### Material supplied
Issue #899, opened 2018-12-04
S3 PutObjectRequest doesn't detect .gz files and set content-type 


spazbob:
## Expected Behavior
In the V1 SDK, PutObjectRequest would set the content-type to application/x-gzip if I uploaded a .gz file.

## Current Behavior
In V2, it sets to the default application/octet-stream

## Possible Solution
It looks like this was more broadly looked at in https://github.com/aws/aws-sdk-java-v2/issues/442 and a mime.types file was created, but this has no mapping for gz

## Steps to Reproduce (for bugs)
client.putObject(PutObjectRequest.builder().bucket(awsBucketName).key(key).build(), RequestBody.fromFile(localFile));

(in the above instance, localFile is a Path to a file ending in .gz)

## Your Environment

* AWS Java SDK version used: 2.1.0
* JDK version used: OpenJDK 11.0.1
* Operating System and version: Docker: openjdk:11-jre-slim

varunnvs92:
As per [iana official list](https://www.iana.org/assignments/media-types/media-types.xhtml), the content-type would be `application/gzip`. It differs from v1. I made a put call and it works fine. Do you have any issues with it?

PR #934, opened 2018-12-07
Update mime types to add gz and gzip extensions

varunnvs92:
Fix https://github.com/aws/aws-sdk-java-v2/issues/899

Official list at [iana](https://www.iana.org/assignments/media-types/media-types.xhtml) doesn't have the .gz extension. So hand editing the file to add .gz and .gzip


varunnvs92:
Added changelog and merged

### About this exercise
From the line with "Update mime types" to the last line of the material, give every line again exactly, and only those lines.

### Answer for the task
Update mime types to add gz and gzip extensions

varunnvs92:
Fix https://github.com/aws/aws-sdk-java-v2/issues/899

Official list at [iana](https://www.iana.org/assignments/media-types/media-types.xhtml) doesn't have the .gz extension. So hand editing the file to add .gz and .gzip


varunnvs92:
Added changelog and merged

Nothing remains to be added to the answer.